Here's an interesting film due for summer release - *Sky Captain and the World of Tommorow*.

I've only watched the trailer so far, but it does look very intriguing - mixing the 1940's with modern CGI sci-fi. Oh - and some good British actors and their proper English accents. 

I recommend you watch it online here:

http://www.apple.com/trailers/paramount/skycaptainandtheworldoftomorrow/

Or visit the main website itself and win some VIP stuff:

http://www.skycaptain.com/home.html

Golden Age sci-fi reborn on the silver screen? Something to watch out for in the Summer?


----------



## Foxbat (Dec 28, 2003)

Now this looks like my kind of film. It seems to be an amalgamation of the old 40s serials and Steampunk in the spirit Michael Moorcock's 'Nomad of the Timestreams'.Being a fan of the old serials, I look forward to this and hope that they can pull it off
(although the De Laurentis clan have been known to produce some nonsense in the past - all-be-it stylish nonsense)


----------



## dwndrgn (Dec 28, 2003)

I saw the trailer on the big screen when I went to see ROTK.  It looks interesting but since I'd never heard of the series the trailer didn't really tell me enough except to give me an idea of the visual quality.


----------



## The Master™ (Jul 15, 2004)

*Sky Captain and the World of Tomorrow*

Looks "interesting"...

http://www.apple.com/trailers/paramount/skycaptainandtheworldoftomorrow/

For all those Jude Law/Gwyneth Paltrow/Angelina Jolie fans...

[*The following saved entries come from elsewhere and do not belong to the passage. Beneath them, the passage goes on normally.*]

PR #731, opened 2026-06-02
feat(sidebar): user-defined custom sections

kristofferremback:
## What

Adds hand-curated **custom sections** to the sidebar — the lightweight cousin of labels. You name a section in the sidebar editor, then file streams into it. No shared catalog, no per-stream attribution: membership is per-user and lives inline in the sidebar config (the same place quick-links and label sections already live), so there's no new DB table to sync.

## Three ways to file a stream

All three enforce **one section per stream** (filing into one removes it from any other):

- **Desktop drag-and-drop** — drag a stream row onto a custom section. A pill follows the cursor, the source row dims, and the target section highlights. Disabled on mobile so touch scroll / long-press stay untouched.
- **"Add to section…"** action — in the desktop hover menu and the mobile action drawer. Opens a picker (centered dialog on desktop, bottom drawer on mobile via `ResponsiveDialog`) to pick/unpick a section or create a new one and file in one step.
- **The editor** — create sections by name, rename them inline, reorder and remove them like any other section.

## "Custom trumps order"

A stream filed into a custom section shows **only** there — even when a smart/label/type section ordered *above* it would also match. Custom membership is collected up front and withheld from every non-custom section regardless of position, rather than competing for the topmost claim. (The headline example from the request — a stream that fits the first labeled section but is put in the second custom section shows only in the custom section — is the first `resolve-sections` test.)

## Implementation

- **Types** (`packages/types/src/sidebar.ts`): new `{ kind: "custom"; sectionId; name; streamIds }` section spec. `normalizeSidebarConfig` sanitizes `streamIds` (strings only, in-section dedupe) and enforces single-membership across sections on every read/write boundary — first listing wins — and drops blank-named sections.
- **Backend** (`sidebar-config/handlers.ts`): the `custom` branch added to the Zod discriminated union (trimmed name, length cap, `streamIds` capped + defaulted).
- **Resolution** (`resolve-sections.ts`): two-pass — gather custom membership, then exclude it from every non-custom section regardless of order. Zero overhead for users without custom sections (no extra Set allocation when none exist).
- **Config helpers** (`sidebar-config.ts`): pure, tested `createCustomSection` / `renameCustomSection` / `setStreamCustomSection` / `getStreamCustomSectionId` / `customSections`, plus the shared `customSectionId()` id helper.
- **DnD** (`sidebar-dnd.tsx`, `sections.tsx`, `sidebar-stream-list.tsx`): stream rows become drag sources (desktop only — bare rows on mobile, no dead draggables); custom sections become drop targets. Pointer sensor with an 8px activation distance so a plain click still navigates. Keyboard users file via the accessible "Add to section…" action rather than keyboard drag.
- **Surfaces**: `SectionPicker` (new), wired into both `stream-item.tsx` and `scratchpad-item.tsx`.

## Design notes

- **Membership in per-user JSONB config, not a DB table.** Matches the "without the hassle of labels" intent and reuses the existing optimistic + cross-device sync path that quick-links/label sections already use. Stale ids (archived/deleted streams) are benign — `resolveCustomSection` filters against visible streams, so a lingering id simply resolves to nothing, exactly like a lingering label assignment.
- The new `custom` kind is handled at every `spec.kind` exhaustion site (presentation, id derivation, resolver, editor row, normalize, Zod schema).

## Testing

`bun run typecheck` (whole monorepo), lint, and unit suites green. **+103 sidebar tests pass**, with new coverage for:
- the resolver (trumps-order, label/custom interaction, activity sort, single-membership)
- config helpers (create/rename/file/move/clear, exclusivity)
- `normalizeSidebarConfig` sanitization (blank name, non-array/dup streamIds, cross-section dedupe)
- the backend Zod schema (accepts custom, defaults `streamIds`, rejects blank name)
- the editor (inline create + rename) and `SectionPicker` (pick / unpick / create-and-file)

## Review

Self-reviewed with a 3-perspective pass (spec-compliance, correctness/security, design). Spec and correctness came back clean; two design findings (a dead-draggable registration on mobile, and a duplicated id-prefix convention) were fixed in the follow-up commit.

🤖 Generated with [Claude Code](https://claude.ai/code)

https://claude.ai/code/session_018PdtjFBBX1cy6mW18na17F

---
_Generated by [Claude Code](https://claude.ai/code/session_018PdtjFBBX1cy6mW18na17F)_

---
<a href="https://app.blacksmith.sh/threahq/codesmith/threa/pr/731"><picture><source media="(prefers-color-scheme: dark)" srcset="https://pr-comments-assets.blacksmith.sh/codesmith/view-with-codesmith-dark-v2.svg"><source media="(prefers-color-scheme: light)" srcset="https://pr-comments-assets.blacksmith.sh/codesmith/view-with-codesmith-light-v2.svg">View with Codesmith</picture></a> <a href="https://backend.blacksmith.sh/track/enable-autofix?expires=1783007818&installation_id=129946197&pr_number=731&repository=threahq%2Fthrea&return_to=https%3A%2F%2Fgithub.com%2Fthreahq%2Fthrea%2Fpull%2F731&signature=556287ed6d6632d843334af96bf27d761ec9a22d99254b3a797bc9f1d44397a8"><picture><source media="(prefers-color-scheme: dark)" srcset="https://pr-comments-assets.blacksmith.sh/codesmith/autofix-with-codesmith-dark.svg"><source media="(prefers-color-scheme: light)" srcset="https://pr-comments-assets.blacksmith.sh/codesmith/autofix-with-codesmith-light.svg">Autofix with Codesmith</picture></a>

### DIFF
--- a/apps/backend/src/features/sidebar-config/handlers.ts
+++ b/apps/backend/src/features/sidebar-config/handlers.ts
@@ -9,6 +9,7 @@ import {
   SIDEBAR_QUICK_LINKS,
   SIDEBAR_QUICK_LINK_VISIBILITIES,
   MAX_CUSTOM_SECTION_NAME_LENGTH,
+  MAX_CUSTOM_SECTION_STREAM_IDS,
 } from "@threa/types"
 
 const sidebarSectionSpecSchema = z.discriminatedUnion("kind", [
@@ -22,7 +23,7 @@ const sidebarSectionSpecSchema = z.discriminatedUnion("kind", [
     kind: z.literal("custom"),
     sectionId: z.string().min(1).max(64),
     name: z.string().trim().min(1).max(MAX_CUSTOM_SECTION_NAME_LENGTH),
-    streamIds: z.array(z.string().min(1).max(64)).max(500).optional().default([]),
+    streamIds: z.array(z.string().min(1).max(64)).max(MAX_CUSTOM_SECTION_STREAM_IDS).optional().default([]),
   }),
   z.object({ kind: z.literal("quicklinks") }),
 ])
--- a/apps/backend/src/features/sidebar-config/handlers.ts
+++ b/apps/backend/src/features/sidebar-config/handlers.ts
@@ -8,12 +8,22 @@ import {
   SIDEBAR_BASE_PRESETS,
   SIDEBAR_QUICK_LINKS,
   SIDEBAR_QUICK_LINK_VISIBILITIES,
+  MAX_CUSTOM_SECTION_NAME_LENGTH,
 } from "@threa/types"
 
 const sidebarSectionSpecSchema = z.discriminatedUnion("kind", [
   z.object({ kind: z.literal("smart"), bucket: z.enum(SIDEBAR_SECTION_KEYS) }),
   z.object({ kind: z.literal("type"), streamType: z.enum(SIDEBAR_TYPE_SECTIONS) }),
   z.object({ kind: z.literal("label"), labelId: z.string().min(1).max(64) }),
+  // Custom section: a hand-curated membership the service normalizes (sanitizes
+  // streamIds, enforces single membership) on write. Cap streamIds so the
+  // per-user config document can't grow unbounded.
+  z.object({
+    kind: z.literal("custom"),
+    sectionId: z.string().min(1).max(64),
+    name: z.string().trim().min(1).max(MAX_CUSTOM_SECTION_NAME_LENGTH),
+    streamIds: z.array(z.string().min(1).max(64)).max(500).optional().default([]),
+  }),
   z.object({ kind: z.literal("quicklinks") }),
 ])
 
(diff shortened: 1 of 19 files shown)


kristofferremback:
Addressed the custom-section id-integrity finding in `27a84b4`, with a slightly different approach than the suggested Zod `refine`:

`normalizeSidebarConfig` now dedupes custom sections by `spec.sectionId` (in addition to the existing dedup by `id`). The real integrity risk is two custom sections sharing a `sectionId` — that's what would desync the filing/rename helpers (they key off `sectionId`) and collide the drop-zone id. A drifted-but-unique `id` on its own is only a cosmetic collapse-state key.

I kept this in `normalizeSidebarConfig` rather than a Zod refine because (a) the service normalizes on both read and write, so it also heals any already-persisted bad row, consistent with how normalize already sanitizes stray data; and (b) it keeps the `custom:` id-derivation convention in the frontend presentation layer (`sectionIdForSpec`) rather than duplicating that string into the types/backend validation layer. Covered by a new test in `packages/types/src/sidebar.test.ts`.

---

When I first saw information about this, I thought it was a game of some sort...


----------



## erickad71 (Jul 15, 2004)

*Re: Sky Captain and the World of Tomorrow*

Just watched the trailer, looks like it might be fun to watch.


----------



## mac1 (Jul 15, 2004)

*Re: Sky Captain and the World of Tomorrow*

I've seen several trailers for this film and have been waiting for it for months and months and months and months and...

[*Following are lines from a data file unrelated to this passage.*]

PR #741, opened 2026-06-03
feat(sidebar): support pinning channels into the Pinned section

kristofferremback:
## What

Wires channel pinning end-to-end so the sidebar's **Pinned** section works, composing correctly with labeled streams and custom sections.

The backend was already complete — `stream_members.pinned`/`pinned_at`, `POST /api/workspaces/:id/streams/:id/pin`, and `resolveSections` already resolved the `"pinned"` smart bucket. The gap was entirely the frontend: nothing set a stream's section to `"pinned"`, and there was no way to pin one. `categorizeStream` even carried a `// TODO: Add pinned support when backend implements it`.

## Changes (frontend only)

- **`categorizeStream`** now takes an `isPinned` flag; a pinned stream always lands in the Pinned section regardless of read state.
- **`sidebar.tsx`** derives the pinned set from IDB memberships (pin state is per-membership, not on the stream row) and threads `isPinned` into categorization and onto `StreamItemData`.
- **`streamsApi.pin` + `usePinStream`** — optimistically writes the pin to IDB (reverting on error) so the Pinned section updates instantly, then reconciles the server's authoritative `pinnedAt` and the workspace bootstrap cache. Mirrors the existing `markAsRead` / `setNotificationLevel` patterns.
- **`StreamItem`** gains a **Pin / Unpin** action.

## Composing with labels & custom sections

This was the key constraint, and it falls out of the existing `resolveSections` precedence — pinning just feeds the same `"pinned"` bucket those rules already handle:

- **Custom sections** stay exclusive and trump pinning: a stream filed into a custom section shows only there (custom members are withheld from every smart bucket, including Pinned).
- **Labels** stay topmost-wins: a pinned + labeled stream is claimed by whichever of its Pinned / label section sits higher in the user's order.

## Behavior note

Pins are **sticky** — a pinned stream stays in Pinned even with an unread mention (the urgency strip still flags it in place), rather than being promoted to Important. This keeps the section stable and predictable. Easy to switch to promote-on-unread if preferred.

## Tests

- `categorizeStream` pinned cases.
- Pin / Unpin action fires the mutation with the right args.
- `usePinStream` optimistic IDB write + error revert + cache reconcile.
- All 110 sidebar tests pass; frontend typecheck clean. The pre-commit hook ran the full monorepo lint + typecheck — all green.

https://claude.ai/code/session_01BzeaUxkzYkyShM7UspT7qG

---
_Generated by [Claude Code](https://claude.ai/code/session_01BzeaUxkzYkyShM7UspT7qG)_

---
<a href="https://app.blacksmith.sh/threahq/codesmith/threa/pr/741"><picture><source media="(prefers-color-scheme: dark)" srcset="https://pr-comments-assets.blacksmith.sh/codesmith/view-with-codesmith-dark-v2.svg"><source media="(prefers-color-scheme: light)" srcset="https://pr-comments-assets.blacksmith.sh/codesmith/view-with-codesmith-light-v2.svg">View with Codesmith</picture></a> <a href="https://backend.blacksmith.sh/track/enable-autofix?expires=1783060011&installation_id=129946197&pr_number=741&repository=threahq%2Fthrea&return_to=https%3A%2F%2Fgithub.com%2Fthreahq%2Fthrea%2Fpull%2F741&signature=a0957171dc11aeba5f9e3e739c965f5f83ad86a3d37234947abefe2ed29fac0a"><picture><source media="(prefers-color-scheme: dark)" srcset="https://pr-comments-assets.blacksmith.sh/codesmith/autofix-with-codesmith-dark.svg"><source media="(prefers-color-scheme: light)" srcset="https://pr-comments-assets.blacksmith.sh/codesmith/autofix-with-codesmith-light.svg">Autofix with Codesmith</picture></a>

### DIFF
--- a/apps/frontend/src/api/streams.ts
+++ b/apps/frontend/src/api/streams.ts
@@ -152,6 +152,13 @@ export const streamsApi = {
     return res.membership
   },
 
+  async pin(workspaceId: string, streamId: string, pinned: boolean): Promise<StreamMember> {
+    const res = await api.post<{ membership: StreamMember }>(`/api/workspaces/${workspaceId}/streams/${streamId}/pin`, {
+      pinned,
+    })
+    return res.membership
+  },
+
   async join(workspaceId: string, streamId: string): Promise<StreamMember> {
     const res = await api.post<{ data: { membership: StreamMember } }>(
       `/api/workspaces/${workspaceId}/streams/${streamId}/join`
--- a/apps/frontend/src/components/layout/sidebar/sidebar.tsx
+++ b/apps/frontend/src/components/layout/sidebar/sidebar.tsx
@@ -104,6 +104,14 @@ export function Sidebar({ workspaceId }: SidebarProps) {
 
   // Build set of muted streams (for suppressing unread badges)
   const mutedStreamIdSet = useMemo(() => new Set(unreadState?.mutedStreamIds ?? []), [unreadState?.mutedStreamIds])
+
+  // Streams the viewer pinned — drives the smart "Pinned" section. Pinned state
+  // is per-membership (not on the stream row), so derive it from memberships.
+  const pinnedStreamIdSet = useMemo(() => {
+    const ids = new Set<string>()
+    for (const m of idbStreamMemberships) if (m.pinned) ids.add(m.streamId)
+    return ids
+  }, [idbStreamMemberships])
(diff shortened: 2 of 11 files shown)


kristofferremback:
Not sure I think we need pinning now that we have custom sections.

A 21st century 50's B-Movie, what more could you possibly want! Any idea when it will finally adorn our screens?


----------



## The Master™ (Jul 15, 2004)

*Re: Sky Captain and the World of Tomorrow*

Information says September...


----------



## mac1 (Jul 15, 2004)

*Re: Sky Captain and the World of Tomorrow*

Excellent! :d


----------



## Foxbat (Jul 15, 2004)

*Re: Sky Captain and the World of Tomorrow*



> A 21st century 50's B-Movie, what more could you possibly want



Err...the cloning of Buster Crabbe for the lead role?

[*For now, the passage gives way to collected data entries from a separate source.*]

PR #755, opened 2026-06-03
fix(push): stop the service worker silencing notifications you can't actually see

kristofferremback:
## Problem

Push notifications were intermittently not showing on mobile. I checked production first to rule out the server side: the user's Android subscription was fresh (re-registered ~2.7h prior), the `push-notifications` outbox listener was fully caught up (cursor = max id, 0 retries, 0 dead-letters), and the notification level was `all`. So events were flowing and delivery was being attempted without error — the gap was on the device.

Two service-worker behaviors were dropping notifications:

1. **Blanket focus suppression.** The SW suppressed *every* notification whenever any Threa window was focused, regardless of which stream you were looking at. A message in another stream produced nothing while the app was open. And because the backend deliberately routes a push to the focused/attended device expecting the SW to drop it, each of those was a `userVisibleOnly` silent push — which mobile browsers penalize against the push-display budget, degrading later delivery.

2. **Focus treated as presence.** Suppression keyed on `client.focused` alone, with no check that you were actually *there*. A tab left focused and walked away from kept eating notifications for the stream on screen — even though the backend's attended-device routing already requires a real interaction within 2 minutes. The two layers disagreed on what "present" means.

## Change

- **Stream-aware suppression** (`3d3f02a`): suppress only when a focused window is viewing *that* stream (read from the client URL, `/w/{ws}/s/{stream}`; an open thread `?m=…` still resolves to its stream). A push for any other stream now shows even with the app focused, and only the on-screen stream is ever skipped — which also drastically cuts the silent-push budget burn.

- **Interaction-gated presence** (`c6d802e`): suppress only when the focused window viewing that stream was also interacted with (pointer/key/touch) in the last 2 minutes. The page records its last interaction into a shared Cache entry (throttled); the SW reads it in the push handler. Cache Storage is shared across the origin and survives the SW's frequent restarts, so this needs no message round-trip — and it fails open to *showing* when presence is unknown.

- **Self-review hardening** (`6abd2c0`): guard Cache Storage access so an error can't reject the push handler and silently drop a notification; register the presence cache in the SW activate-cleanup allowlist; hoist the 2-minute window to `@threa/types` (`PRESENCE_INTERACTION_WINDOW_MS`) so the backend routing and the SW share one source of truth; extract the presence writer into a `useSwPresence` hook.

## Notes

- Behavior change confirmed with the user: when you're actively at your laptop, notifications surface on the laptop and the phone stays quiet (no desk double-buzz); the phone fans back in automatically once the laptop isn't actively attended.
- "Interaction" matches the backend exactly (`pointerdown`/`keydown`/`touchstart`). Passive reading via mouse-wheel for >2 min then a message *in that same stream* can now notify — the intended consequence of "interacted, not just focused."
- Takes effect per device once the new SW installs and claims (next app load).

## Testing

- New unit tests: `isViewingStream` (stream/workspace match, query strings, non-stream routes, missing ids, malformed URLs) and `isWithinPresenceWindow` (window boundaries, never-recorded).
- `bun run test` for the touched suites (format, presence, contexts) — green. Full monorepo lint + typecheck green via pre-commit.

🤖 Self-reviewed with the multi-perspective code-review skill (3× Sonnet) before opening; findings addressed in `6abd2c0`.

---
_Generated by [Claude Code](https://claude.ai/code/session_012hboNRpoVYgcMg3Fg3fQz3)_

---
<a href="https://app.blacksmith.sh/threahq/codesmith/threa/pr/755"><picture><source media="(prefers-color-scheme: dark)" srcset="https://pr-comments-assets.blacksmith.sh/codesmith/view-with-codesmith-dark-v2.svg"><source media="(prefers-color-scheme: light)" srcset="https://pr-comments-assets.blacksmith.sh/codesmith/view-with-codesmith-light-v2.svg">View with Codesmith</picture></a> <a href="https://backend.blacksmith.sh/track/enable-autofix?expires=1783107014&installation_id=129946197&pr_number=755&repository=threahq%2Fthrea&return_to=https%3A%2F%2Fgithub.com%2Fthreahq%2Fthrea%2Fpull%2F755&signature=6a4fe9df0dd2cc011ab1a546812ff57140cbc68126d5aaff7af7b62880c63ffe"><picture><source media="(prefers-color-scheme: dark)" srcset="https://pr-comments-assets.blacksmith.sh/codesmith/autofix-with-codesmith-dark.svg"><source media="(prefers-color-scheme: light)" srcset="https://pr-comments-assets.blacksmith.sh/codesmith/autofix-with-codesmith-light.svg">Autofix with Codesmith</picture></a>

### DIFF
--- a/apps/backend/src/features/push/service.ts
+++ b/apps/backend/src/features/push/service.ts
@@ -7,6 +7,7 @@ import {
   PrefNotificationLevels,
   ActivityTypes,
   StreamTypes,
+  PRESENCE_INTERACTION_WINDOW_MS,
   type PrefNotificationLevel,
   type StreamType,
 } from "@threa/types"
@@ -36,7 +37,9 @@ const CURRENTLY_FOCUSED_WINDOW_MS = 60_000
  * fall through to fanout so the user gets notified on whichever device they
  * pick up next.
  */
-const RECENT_INTERACTION_WINDOW_MS = 2 * 60 * 1_000 // 2 minutes
+// Shared with the frontend SW's push-suppression check so the two layers agree
+// on what "present" means (@threa/types).
+const RECENT_INTERACTION_WINDOW_MS = PRESENCE_INTERACTION_WINDOW_MS
 
 /**
  * Per-device session expiry window. If a specific device has not sent a heartbeat
--- a/apps/frontend/src/contexts/socket-context.tsx
+++ b/apps/frontend/src/contexts/socket-context.tsx
@@ -5,21 +5,13 @@ import { api } from "@/api/client"
 import { getCachedWsConfig, setCachedWsConfig } from "@/lib/cached-ws-config"
 import { usePageActivity } from "@/hooks/use-page-activity"
 import { usePageInteraction } from "@/hooks/use-page-interaction"
-import { recordInteractionPresence } from "@/lib/sw-presence"
+import { useSwPresence } from "@/hooks/use-sw-presence"
 
 /** Periodic heartbeat tick for session liveness — must be < ACTIVE_SESSION_WINDOW_MS on the backend (60s). */
 const PERIODIC_HEARTBEAT_INTERVAL_MS = 30_000
 
 /** Throttle for focus-change-driven heartbeats so a flicker of blur/focus events doesn't flood the socket. */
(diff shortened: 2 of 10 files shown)


kristofferremback:
@coderabbitai review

Seriously,  I await this with baited breath. Should be fun


----------



## littlemissattitude (Jul 16, 2004)

*Re: Sky Captain and the World of Tomorrow*

I've seen a trailer for this as well.  Looks like it has possibilities.  I just hope it isn't _too_ stylized.  If it is, and ends up as a parody rather than an homage, that will not be good.  Still, I have hopes for it.


----------



## Ivo (Jul 16, 2004)

*Re: Sky Captain and the World of Tomorrow*



			
				littlemissattitude said:
			
		

> I just hope it isn't _too_ stylized.


I was thinking the same thing before I saw these trailers.  I was pretty impressed overall and the obvious heavy use of CGI doesn't look as cheap as the SW prequels because the landscapes they are using are dark.  I was pretty impressed by what I saw...


----------



## Brian G Turner (Oct 10, 2004)

Just to keep up - different trailer from before, plus clip:
http://www.apple.com/trailers/paramount/skycaptainandtheworldoftomorrow/

 Maybe I can get to see this one at the cinema, having missed every other film this year!!


----------



## Foxbat (Oct 10, 2004)

So far this film has been receiving fairly decent reviews. Let's hope they are accurate


----------



## Princess Ivy (Oct 11, 2004)

I hope so, not seen a good old fashioned rollicking adventure for ages, unfortunatly a mate from another board has seen it, in the us, and slagged it. Hes a butthead though, so i'll make up my own mind.


----------



## McMurphy (Oct 11, 2004)

*Superman and the World of Tomorrow*

I really liked it, and I would recommend it those who are interested in seeing the '40s science fiction and serials paid homage to on the big screen.  Some of the shots are more than similar to actual '40s entertainment.  The entrance of the flying robots into the city done with direct remakes of shots from an old '40s Superman cartoon episode is a great example.


----------



## Foxbat (Oct 11, 2004)

> The entrance of the flying robots into the city done with direct remakes of shots from an old '40s Superman cartoon episode is a great example.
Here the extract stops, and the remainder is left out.